Churning and Unauthorized Trading
Stock fraud and securities litigators at Mark Anchor Albert and Associates can both prosecute and defend against churning and unauthorized trading claims, no matter how difficult your case may seem.
A stockbroker “churns” his or her client’s brokerage account when he or she exercises control over the trading and engages in an excessive number of transactions in order to generate commissions. (See, e.g., Costello v. Oppenheimer & Co., Inc. (7th Cir. 1983) 711 F.2d 1361. To prevail on a churning claim, the customer must prove three elements: (1) control of the account by the broker; (2)trading activity that is excessive in light of the customer’s investment objectives; and (3) that the broker acted with scienter, i.e., intent to defraud or reckless disregard of the customer’s interests. Craighead v. E.F. Hutton & Co. (6thCir. 1990) 899 F.2d 485, 489.
An unauthorized trade occurs when a stock broker or agent executed a trade of a security or other investment product without the client’s approval.
Churning claims are unsuccessful when the customer retains control over the trading activity in his or her account. If a broker has a discretionary account, the broker has express control over trading in the account by written agreement, whereby the client has granted to the broker discretion to make trades without obtaining pre-approval from the client on an ongoing basis. The vast majority of accounts, however, are non-discretionary.
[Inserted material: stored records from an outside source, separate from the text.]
Issue #303, opened 2026-06-10
[Enhancement] show status of the current shader compilation


miguelccoelho:
**As a** desktop user,
**I want to** verify the status of shader compilation
**So that I** can get some expectations of remaining work, time, and potentially decide to stop the processes.

One of the things that I believe makes people extra annoyed at fossilized taking a long time to compile shaders, is the fact that once it starts, there's no way to verify what's going on, expected runtime, or even a percentage on total work...

Basically, a simple improvement would be allow a user to even know what's going on in the first place. 
What shaders are being compiled? 
How many files? 
How long on average do they take?

Even if possible, generate a historical database of time taken for shader compilation for each game, so we can get an average expected time per job.

Help us understand, and that may even allow users to detect leaks/stuck jobs.

HansKristian-Work:
The --progress output has all that information, e.g.:

```
Fossilize INFO: =================
Fossilize INFO:  Progress report:
Fossilize INFO:    Overall 8462 / 112591
Fossilize INFO:    Parsed graphics 20749 / 61440, failed 28102, cached 0
Fossilize INFO:    Parsed compute 0 / 0, failed 0, cached 0
Fossilize INFO:    Decompress modules 13326 / 17226, skipped 0, failed validation 0, missing 0
Fossilize INFO:    Compile graphics 6847 / 61440, skipped 28102, cached 0
Fossilize INFO:    Compile compute 0 / 0, skipped 0, cached 0
Fossilize INFO:    Compile raytracing 0 / 0, skipped 0, cached 0
Fossilize INFO:    Clean crashes 0
Fossilize INFO:    Dirty crashes 0
Fossilize INFO: =================
```

but it's not really exposed in the Steam UI I assume? That's not really something Fossilize can solve on its own though.

Issue #302, opened 2026-05-25
Process fossilize_repla fail to be killed (zombie process) when trying to quit games


gregorywaynepower:
[steam_logs.txt](https://github.com/user-attachments/files/28228692/steam_logs.txt)

On Proton 11 (Beta), when trying to close Arc Raiders through the ingame menu, the game fails to fully close and I have seen have `fossilize_repla` processes that are unkillable. If there's any further information I need to gather, feel free to let me know.

I have used the following runtime options: `PROTON_LOG=1 SDL_VIDEO_DRIVER=x11 PROTON_ENABLE_WAYLAND=1 PROTON_USE_NTSYNC=1 gamemoderun %command%`. If some of these are unnecessary, feel free to let me know.

These zombie processes are visible upon launch:

```
[nix-shell:~]$ ps -e | grep defunct
   4236 ?        00:00:09 fossilize_repla <defunct>
   4237 ?        00:00:09 fossilize_repla <defunct>
   4238 ?        00:00:11 fossilize_repla <defunct>
   4239 ?        00:00:08 fossilize_repla <defunct>
   4240 ?        00:00:09 fossilize_repla <defunct>
   5643 ?        00:00:00 gpu_encoder_hel <defunct>
   5644 ?        00:00:00 gpu_encoder_hel <defunct>
   5690 ?        00:00:00 sd_voxin <defunct>
   5691 ?        00:00:00 sd_baratinoo <defunct>
   5693 ?        00:00:00 sd_cicero <defunct>
   5694 ?        00:00:00 sd_kali <defunct>
   5695 ?        00:00:00 sd_festival <defunct>
   5697 ?        00:00:00 sd_espeak-ng-mb <defunct>
   5808 ?        00:00:00 sd_openjtalk <defunct>
```

These are the zombie processes that are visible once I close the game and the game is running according to Steam:

```
[nix-shell:~]$ ps -eLF | grep defunct
gregory+    4236    2042    4236  0    2     0     0   2 23:34 ?        00:00:00 [fossilize_repla] <defunct>
gregory+    4237    2042    4237  0    2     0     0  12 23:34 ?        00:00:00 [fossilize_repla] <defunct>
gregory+    4238    2042    4238  0    2     0     0   6 23:34 ?        00:00:00 [fossilize_repla] <defunct>
gregory+    4239    2042    4239  0    2     0     0  10 23:34 ?        00:00:00 [fossilize_repla] <defunct>
[...]

Issue #288, opened 2025-12-01
104GB RAM Usage during "stuck" Processing Vulkan Shaders at 100%


hjpaul7:
#### Your system information

* Steam client version (build number or date): 1764106918
* Distribution (e.g. Ubuntu): Arch
* Opted into Steam client beta?: Yes
* Have you checked for system updates?: Yes
* Steam Logs: [steam-logs.tar.gz](https://github.com/user-attachments/files/23843401/steam-logs.tar.gz)

* GPU: Nvidia

#### Please describe your issue in as much detail as possible:

Steam is spawning multiple processes leading to 104GB RAM usage during "Processing Vulkan Shaders" while being stuck at 100%. I observed this for about 10 minutes and watched it reach 123GB out of 124GB multiple times and froze the system. Processing Vulkan shaders never completed, just sat there at 100% with this insanely high RAM usage.

#### Steps for reproducing this issue:

1. Launch Spider-Man 2
2. Let Vulkan Shaders process
3. Observe RAM usage and system freeze

<img width="1693" height="730" alt="Image" src="https://github.com/user-attachments/assets/8a8c4a5e-4d86-4822-8303-2dfbb0c4ee30" />

<img width="913" height="533" alt="Image" src="https://github.com/user-attachments/assets/9c821faf-aeb8-431b-bc85-77048227e781" />

louzt:
Quick note on #288 from the RFC angle since I happened to be looking at this area.

[PR #305](https://github.com/ValveSoftware/Fossilize/pull/305) addresses the **process orphaning** family: workers that survive Steam/Proton parent death and keep compiling in the background. The 104GB RAM case you're hitting looks like a different pattern — compilation state / VM growth where the replayer keeps allocating without releasing, even though the process tree is clean.

A few things that would help triage independently:

- `ps -eo pid,ppid,pcpu,pmem,vsz,rss,stat,cmd --sort=-rss | grep fossilize` while the behavior is happening — if `STAT` ends in `R` for one worker and that worker's `VSZ` is climbing into the 100GB range, that's the leaking-worker pattern.
- `nvidia-smi` simultaneously — if VRAM is pinned at high %, the GPU side is also leaking.
- `journalctl -k --since "5 min ago" | grep -i oom` — OOM events around the same window would confirm the working-set expansion.

[...]

Issue #279, opened 2025-08-22
Excessive CPU Usage when no game is running


alkaris2:
I'm noting an issue with `fossilize_replay` doesn't properly exit after a game has closed down, it'll peg the CPU usage to 100% on 2 cores on Linux, I'll have played a game for a couple hours maybe and quit the game, only to come back later to find CPU usage is still excessively high, because I can hear the fans ramped up more than they should be when not running a game or running any computationally intensive applications. I can see it's usage in `htop` having CPU utilization being at 100%, I can see it has 2 threads running the same thing with shadow processes, that even if you kill one of them, it doesn't kill the other and has to be killed separately. I feel this might need a kill script after a game has exited that looks for `fossilize_replay` running to kill it.

Possible related issues: #247 , #84 

```YAML
Computer Information:
Manufacturer: ASUSTeK COMPUTER INC.
Model: PRIME Z270-A
Form Factor: Desktop
No Touch Input Detected
Processor Information:
CPU Vendor: GenuineIntel
CPU Brand: Intel(R) Core(TM) i7-7700K CPU @ 4.20GHz
CPU Family: 0x6
CPU Model: 0x9e
CPU Stepping: 0x9
CPU Type: 0x0
Speed: 4500 MHz
8 logical processors
4 physical processors
Hyper-threading: Supported
FCMOV: Supported
SSE2: Supported
SSE3: Supported
SSSE3: Supported
SSE4a: Unsupported
SSE41: Supported
SSE42: Supported
AES: Supported
AVX: Supported
AVX2: Supported
AVX512F: Unsupported
AVX512PF: Unsupported
AVX512ER: Unsupported
AVX512CD: Unsupported
AVX512VNNI: Unsupported
SHA: Unsupported
CMPXCHG16B: Supported
LAHF/SAHF: Supported
PrefetchW: Unsupported
BMI1: Supported
BMI2: Supported
F16C: Supported
FMA: Supported
Operating System Version:
"Manjaro Linux" (64 bit)
Kernel Name: Linux
Kernel Version: 6.15.9-2-MANJARO
X Server Vendor: The X.Org Foundation
X Server Release: 12401008
X Window Manager: KWin
Steam Runtime Version: steam-runtime_1.0.20250519.130917
Client Information:
Version: 1751405894
Browser GPU Acceleration Status: Enabled
Browser Canvas: Enabled
Browser Canvas out-of-process rasterization: Enabled
[...]

PR #305, opened 2026-07-24
cli & replayer: Prevent Linux worker process orphaning with race-free PR_SET_PDEATHSIG

### LINKED ISSUE #247: Why is fossilize always running?
I have a 12 core Ryzen 5900x and only a few games on my computer, but it seems that steam is *constantly* running fossilize, the shader cache folder is a mere 2.4GB in size.

How on earth does it take my computer 28mins to compile a fully featured Linux kernel, but after rebooting, Steam spends *hours* processing who knows what?

I just cannot fathom this order of magnitude of required processing, Especially considering steam never even bothers to update my games, so I cannot fathom why It would need to spend so long processing shaders from World of Tanks and Apex Legends (and Noita/Factorio if that even counts as OpenGL titles).

louzt:
## Background

When a Steam/Proton parent exits abruptly (SIGKILL, crash, game exit), the
forked `fossilize_replay` / `ExternalReplayer` worker can end up reparented
to a subreaper (PID 1 in plain hosts, `pv-adverb` inside `pressure-vessel` /
`srt-bwrap`) and keep compiling Vulkan SPIR-V in the background.

Two upstream fixes already exist on this path:

- **#96 (2020, HansKristian-Work, merged)**: `close_fd` sentinel + `setpgid`
  + `killpg(SIGKILL)` in the replayer master. Handles the case where the
  spawned worker shares the parent's process group.
- **#233 (Windows-only)**: Job Objects with `JOB_OBJECT_LIMIT_KILL_ON_JOB_CLOSE`.

This PR complements #96 by binding the worker to a kernel-level death
signal (`prctl(PR_SET_PDEATHSIG, SIGKILL)`) so the cleanup also fires when
the worker ends up in a different process group (the CLI tool path used
when `inherit_process_group=true`, see `cli/fossilize_replay.cpp`). It also
adds explicit `--device-pci-vendor` / `--device-pci-device` selection so
hybrid laptops can pin shader compilation to the target dGPU instead of
falling through to the iGPU.

Closes: #247, #264, #279, #302.

#288 (104 GB RAM growth) and #303 (status flag) are tracked separately
and are not in scope of this PR — see "Out of scope" below.

---

## Relationship with PR #96

```mermaid
flowchart TD
    subgraph PR96["PR #96 (HansKristian-Work, 2020) - User-Space Group Cleanup"]
        P1["Worker spawned"] --> P2{"inherit_process_group?"}
        P2 -- "false (default)" --> P3["close_fd pipe + setpgid()"]
        P3 --> P4["epoll sentinel in master"]
        P4 --> P5{"Parent dies?"}
        P5 -- "Yes, gracefully" --> P6["killpg(SIGKILL) in user-space"]
        P5 -- "SIGKILL / OOM / crash" --> P7["Master code never runs, no killpg, worker orphaned to PID 1"]
        P2 -- "true (CLI path)" --> P8["Pipe and setpgid bypassed, no user-space cleanup at all"]
    end

    subgraph PR305["PR #305 (Louzt, 2026) - Kernel-Level Invariant"]
        Q1["Worker spawned"] --> Q2["prctl(PR_SET_PDEATHSIG, SIGKILL)"]
        Q2 --> Q3["getppid() race-free gate"]
        Q3 --> Q4["Kernel delivers SIGKILL on parent death, any pgroup or namespace"]
    end

    P7 -. "Orphaned to PID 1 or pv-adverb" .-> Q1
    P8 -. "Same orphan path" .-> Q1
```

PR #96 works while control returns to the replayer epoll loop. It cannot
cover three cases that PR #305 now does:

1. **Involuntary parent death (`SIGKILL`, Proton panic, OOM killer)**:
   the master code path is interrupted before `killpg` is reached, so the
   worker outlives the parent.
2. **`inherit_process_group=true` (CLI tool path, see
   `cli/fossilize_replay.cpp`)**: the `close_fd` pipe is only created when
   `!options.inherit_process_group`. When the CLI inherits the process
   group, no user-space cleanup runs at all.
3. **Container namespaces (`pressure-vessel` / `srt-bwrap`)**: workers
   reparented to `pv-adverb` (the container subreaper) escape the parent's
   process group, so neither `killpg` nor `setpgid` reaches them.

PR #305 binds each worker to a kernel death signal after `fork()` instead
of relying on user-space event loops, which closes all three gaps.

---

### Linux worker cleanup (`fossilize_replay_linux.hpp`, `fossilize_external_replayer_linux.hpp`)

After `fork()` in both the CLI replayer master and the `ExternalReplayer`
worker path:

```c
if (prctl(PR_SET_PDEATHSIG, SIGKILL) != 0)
{
    LOGE("Failed to set PR_SET_PDEATHSIG, aborting child startup.\n");
    _exit(EXIT_FAILURE);
}
if (getppid() != parent_pid)
    _exit(EXIT_FAILURE);
```

The `getppid()` re-check is the race-free gate: between `fork()` returning
and `prctl` taking effect, the parent could already have died and been
reaped. If `getppid() != parent_pid`, the parent is gone and we abort
cleanly instead of running unparented.

### Multi-GPU selection (`cli/device.cpp`, `cli/fossilize_replay.cpp`, `fossilize_external_replayer.cpp/hpp`)

New flags `--device-pci-vendor` and `--device-pci-device` (hex, e.g.
`0x10de` for NVIDIA). Selection is gated on `vendorID`; the optional
`deviceID` narrows it to a specific GPU. If the filter is set but no GPU
matches, `LOGW` warns and falls back to default selection instead of
silently picking the wrong device.

The predicate lives in `cli/device.hpp::VulkanDevice::pci_filter_matches`
so both the CLI selection loop and the unit test exercise the same logic.

---

## Verification

All 8 ctest pass (1.5 s on this host):

```
1/8 fossilize-system-test ............ Passed
2/8 varint-system-test ............... Passed
3/8 application-info-filter-test ..... Passed
4/8 object-cache-test ................ Passed
5/8 feature-filter-test .............. Passed
6/8 linux-futex-test ................. Passed
7/8 orphan-prevention-test ........... Passed
8/8 gpu-selection-test ............... Passed
```

- `orphan-prevention-test` forks an intermediate parent, kills it, and
  asserts the grandchild is reaped within 2 s (bounded poll, 200 × 10 ms).
- `gpu-selection-test` runs `pci_filter_matches` against a synthetic
  catalogue of NVIDIA / AMD / Intel IDs and checks vendor-only,
  vendor+device, mismatched device, and unset-filter cases.

The change is Linux-only; Windows behavior is unchanged and still
governed by Job Objects (#233).

---

## Out of scope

Even in non-discretionary accounts, however, a broker, agent or other financial representative may have implied or de facto control over an account. Cf. Hotmar v. Lowell H. Listrom & Co. (10th Cir. 1987) 808 F.2d 1384 [no control by the broker where evidence showed customer owned several businesses and rental property, spoke with broker almost daily, knew how to use broker’s computer, and occasionally rejected broker’s recommendations].) Implied or de facto control usually turns on the level and extent of the customer’s financial sophistication. “The touchstone is whether or not the customer has sufficient intelligence and understanding to evaluate the broker’s recommendations and to reject one when he thinks it unsuitable ....” Follansbee v. Davis, Skaggs & Co. (9th Cir. 1982) 681 F.2d 673, 677. A customer retains control of his or her account if he or she has sufficient financial acumen to determine his own best interests and he acquiesces in the broker’s management. Carras v. Burns (4th Cir. 1975) 516 F.2d 251, 258.
Factors that applicable case law have deemed relevant to a customer’s relative sophistication and control of his or her non-discretionary account include: (a) the customer’s age; (b) the customer’s education; (c) the customer’s business experience; (d) the customer’s prior investment experience; (e) the customer’s investment knowledge; (f) the amount of customer/broker communications; and (g) the extent to which the customer initiated trades (i.e., placed unsolicited orders). See Leib v. Merrill Lynch etc. (E.D. Mich. 1978) 461 F. Supp. 951, 956.
Churning cases often involve family members and friends.